■ **Exercise brief**
As soon as the line containing "Please sync with master" appears in the material below, start returning lines exactly, and end with the line containing "Fixed by 8a98f552".

■ **The input**
-----

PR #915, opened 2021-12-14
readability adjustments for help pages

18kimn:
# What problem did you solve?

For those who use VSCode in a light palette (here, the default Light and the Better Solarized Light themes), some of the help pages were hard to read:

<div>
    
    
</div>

-----

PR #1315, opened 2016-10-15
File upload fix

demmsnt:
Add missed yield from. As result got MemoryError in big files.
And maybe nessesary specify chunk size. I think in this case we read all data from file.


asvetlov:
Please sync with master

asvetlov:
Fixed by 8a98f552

-----

■ **Reply**
Please sync with master

asvetlov:
Fixed by 8a98f552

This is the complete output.